Squishy sofas put backs out of shape

Deep backs and low seats put loungers in unhealthy positions. Photo / Getty Images
Deep backs and low seats put loungers in unhealthy positions. Photo / Getty Images

Are you sitting comfortably? Then we'll begin. But if you're sitting on a nice squishy sofa, this might make for uncomfortable reading.

While your soft, low, deep, modern sofa might look beautiful and feel amazing to sink into, it's actually bad for you.

Specialists are seeing an epidemic of problems - ranging from back, hip and hamstring pain to digestive complaints - all caused by our desire to be swallowed by a squashy sofa.

And not only have our sofas become squishier, we're also spending longer slumped on them, thanks to addictive box sets such as Game Of Thrones and on-demand TV services such as Netflix.

According to experts, we're so gripped to the screen that we're having less sex than previous generations - and, of course, all that time we're not spending in bed is generally spent sprawled on the sofa.

"We now frequently see patients suffering from back pain who admit that long periods of sitting at home on sofas in poor postural positions has both caused their pain or injury and slows down their recovery," says physiotherapist Richard Evans, from Northamptonshire's Back and Body Clinic.
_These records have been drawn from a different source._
PR #446, opened 2019-11-20
[ENSCORESW-3183][ENSCORESW-3176] Mapper performance improvements

ens-bwalts:
## Requirements

## Description

These changes improve the speed of the recent interval tree based Mapper implementation. There are two main sets of fixes in this PR:

- Improvements to the immutable interval tree code to speed up building a new tree (by not sorting already-sorted lists, and using less stringent typechecking)
- Caching interval trees used by the mapper for reuse, rather than re-creating them each time `map_coordinates()` or `map_insert()` is called

I also fixed up `_dump()` so that it works again and is more useful, as I needed to use that method to aid in implementing these changes.

## Use case

Other teams have raised several JIRA tickets complaining about the slowness of the release/97 interval tree based Mapper. The Mapper is used directly or indirectly in many, many places throughout Ensembl, so its performance issues have wide impact for production as well as other Ensembl users. These are gathered in JIRA epic ENSCORESW-3183, and this in particular addresses the difficulty reported by production in ENSCORESW-3176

"And this number has definitely been on the rise since the fashion for squishier sofas started."

Mr Evans points out that the average adult in the UK spends between 55 and 70 per cent of their day in a sedentary position - around 13 hours, not including sleeping.

But while we already know that spending too long sitting down is no good for us in the long-term, how we sit can be just as bad.

"Many modern-day sofas might look incredibly comfortable and provide a "wow" factor. But the reality is that these styles offer nothing but lose-lose options of how to sit.

"You can either curl up with your knees to one side and your spine curved in an S shape; or you can adopt the C-shape spine option, where you sit so far back that your spine is slumped and your feet barely touch the floor.

"Sitting in either position, over time, builds up the pressure on your discs, muscles and ligaments, increasing both the chances of back, neck, hip, knee, shoulder and sciatic pain."

And that's not to mention digestive problems caused by slumping during or straight after a meal - such as gastro-oesophageal disease, where stomach acid flows upwards, causing discomfort and the risk of inflammation.

To avoid back pain, sit with both feet on the floor, your knees at or just below hip level and your back well-supported.